Dataset entries

PR #1090, opened 2023-08-11
Addition of two examples to SchedulingIntegrationTests to illustrate …

### LINKED ISSUE #994: Define a goal type that instantiates one single activity
### Checked for duplicates

Yes - I've already checked

### Alternatives considered

### Related problems

_No response_

I want to add the capability to express a goal that results in the instantiation of one single activity. 
The use should be able to add logic or temporal conditions to the goal such as indicating the specific interval at where the activity should be place (for example a direct to earth communication from the rover at the end of a sol)

jmdelfa:
…how to model a unitary goal.

* **Tickets addressed:** Closes https://github.com/NASA-AMMOS/aerie/issues/994
* **Review:** By commit  

### DIFF
--- a/scheduler-worker/scheduling-dsl-compiler/src/libs/scheduler-edsl-fluent-api.ts
+++ b/scheduler-worker/scheduling-dsl-compiler/src/libs/scheduler-edsl-fluent-api.ts
@@ -319,7 +319,7 @@ export class Goal {
    * The Coexistence Goal specifies that a certain activity should occur once **for each** occurrence of some condition.
    *
    * #### Inputs
-   * - **forEach**: a set of time windows (`Windows`, see [documentation](../../constraints-edsl-api/classes/Windows) on how to produce such an expression) or a set of activities (`ActivityExpression`)
+   * - **forEach**: a set of time windows (`Windows`, see [documentation](../../constraints-edsl-api/classes/Windows) on how to produce such an expression) or a set of activities (`ActivityExpression`) or an Interval or a Temporal.Instant
    * - **activityTemplate**: the description of the activity to insert after each activity identified by `forEach`. If activityFinder is not defined, used for both matching against existing activities and creating new ones.
    * - **activityFinder: an optional activity expression. If present, it will be used as replacement of activityTemplate to match against existing activities in the plan.
    * - **startsAt**: optionally specify a specific time when the activity should start relative to the window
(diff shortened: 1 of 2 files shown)


adrienmaillard:
@jmdelfa I was reading these tests and I felt bad for our users having to do all the boilerplate with `Windows` and `Interval` so I made another commit to your branch adding the possibility for the user to give `Interval` or `Temporal.Instant` directly to `CoexistenceGoal` and then we do the conversion ourselves. I have also modified the examples you gave.

adrienmaillard:
The only downside for you is that you would have to write more documentation to show these use-cases to the user :)

jmdelfa:
I agree with the modifications proposed by @adrienmaillard

scheduler-worker/scheduling-dsl-compiler/src/libs/scheduler-edsl-fluent-api.ts
```diff
@@ -393,7 +393,16 @@ export class Goal {
...
 
-    if (opts.forEach instanceof WindowsEDSL.Windows) {
+    let localForEach;
+    if(opts.forEach instanceof WindowsEDSL.Interval){
+      localForEach = Windows.Value(true, opts.forEach).assignGaps(false);
+    } else if(opts.forEach instanceof Temporal.Instant){
+      localForEach = Windows.Value(true,Interval.At(opts.forEach)).assignGaps(false);
+    }else{
+      localForEach = opts.forEach;
+    }
```
mattdailis: Here are the spaces you and I discussed adding - it doesn't look to me like they made it into the final version

```suggestion
    if (opts.forEach instanceof WindowsEDSL.Interval) {
      localForEach = Windows.Value(true, opts.forEach).assignGaps(false);
    } else if (opts.forEach instanceof Temporal.Instant) {
      localForEach = Windows.Value(true,Interval.At(opts.forEach)).assignGaps(false);
    } else {
      localForEach = opts.forEach;
    }
```

mattdailis (changes requested):

scheduler-worker/scheduling-dsl-compiler/src/libs/scheduler-edsl-fluent-api.ts
jmdelfa: Updated code with spacing included

mattdailis (approved):

mattdailis (approved):

mattdailis (approved):

jmdelfa:
All comments resolved. PR ready to be merged

adrienmaillard:
WOW, triple approval, this must mean something :-) 
Screenshot 2023-08-30 at 3 20 18 PM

TASK STATEMENT — An exact copy of every entry is the expected result.

ANSWER TO THE EXERCISE —
PR #1090, opened 2023-08-11
Addition of two examples to SchedulingIntegrationTests to illustrate …

### LINKED ISSUE #994: Define a goal type that instantiates one single activity
### Checked for duplicates

Yes - I've already checked

### Alternatives considered

### Related problems

_No response_

I want to add the capability to express a goal that results in the instantiation of one single activity. 
The use should be able to add logic or temporal conditions to the goal such as indicating the specific interval at where the activity should be place (for example a direct to earth communication from the rover at the end of a sol)

jmdelfa:
…how to model a unitary goal.

* **Tickets addressed:** Closes https://github.com/NASA-AMMOS/aerie/issues/994
* **Review:** By commit  

### DIFF
--- a/scheduler-worker/scheduling-dsl-compiler/src/libs/scheduler-edsl-fluent-api.ts
+++ b/scheduler-worker/scheduling-dsl-compiler/src/libs/scheduler-edsl-fluent-api.ts
@@ -319,7 +319,7 @@ export class Goal {
    * The Coexistence Goal specifies that a certain activity should occur once **for each** occurrence of some condition.
    *
    * #### Inputs
-   * - **forEach**: a set of time windows (`Windows`, see [documentation](../../constraints-edsl-api/classes/Windows) on how to produce such an expression) or a set of activities (`ActivityExpression`)
+   * - **forEach**: a set of time windows (`Windows`, see [documentation](../../constraints-edsl-api/classes/Windows) on how to produce such an expression) or a set of activities (`ActivityExpression`) or an Interval or a Temporal.Instant
    * - **activityTemplate**: the description of the activity to insert after each activity identified by `forEach`. If activityFinder is not defined, used for both matching against existing activities and creating new ones.
    * - **activityFinder: an optional activity expression. If present, it will be used as replacement of activityTemplate to match against existing activities in the plan.
    * - **startsAt**: optionally specify a specific time when the activity should start relative to the window
(diff shortened: 1 of 2 files shown)


adrienmaillard:
@jmdelfa I was reading these tests and I felt bad for our users having to do all the boilerplate with `Windows` and `Interval` so I made another commit to your branch adding the possibility for the user to give `Interval` or `Temporal.Instant` directly to `CoexistenceGoal` and then we do the conversion ourselves. I have also modified the examples you gave.

adrienmaillard:
The only downside for you is that you would have to write more documentation to show these use-cases to the user :)

jmdelfa:
I agree with the modifications proposed by @adrienmaillard

scheduler-worker/scheduling-dsl-compiler/src/libs/scheduler-edsl-fluent-api.ts
```diff
@@ -393,7 +393,16 @@ export class Goal {
...
 
-    if (opts.forEach instanceof WindowsEDSL.Windows) {
+    let localForEach;
+    if(opts.forEach instanceof WindowsEDSL.Interval){
+      localForEach = Windows.Value(true, opts.forEach).assignGaps(false);
+    } else if(opts.forEach instanceof Temporal.Instant){
+      localForEach = Windows.Value(true,Interval.At(opts.forEach)).assignGaps(false);
+    }else{
+      localForEach = opts.forEach;
+    }
```
mattdailis: Here are the spaces you and I discussed adding - it doesn't look to me like they made it into the final version

```suggestion
    if (opts.forEach instanceof WindowsEDSL.Interval) {
      localForEach = Windows.Value(true, opts.forEach).assignGaps(false);
    } else if (opts.forEach instanceof Temporal.Instant) {
      localForEach = Windows.Value(true,Interval.At(opts.forEach)).assignGaps(false);
    } else {
      localForEach = opts.forEach;
    }
```

mattdailis (changes requested):

scheduler-worker/scheduling-dsl-compiler/src/libs/scheduler-edsl-fluent-api.ts
jmdelfa: Updated code with spacing included

mattdailis (approved):

mattdailis (approved):

mattdailis (approved):

jmdelfa:
All comments resolved. PR ready to be merged

adrienmaillard:
WOW, triple approval, this must mean something :-) 
Screenshot 2023-08-30 at 3 20 18 PM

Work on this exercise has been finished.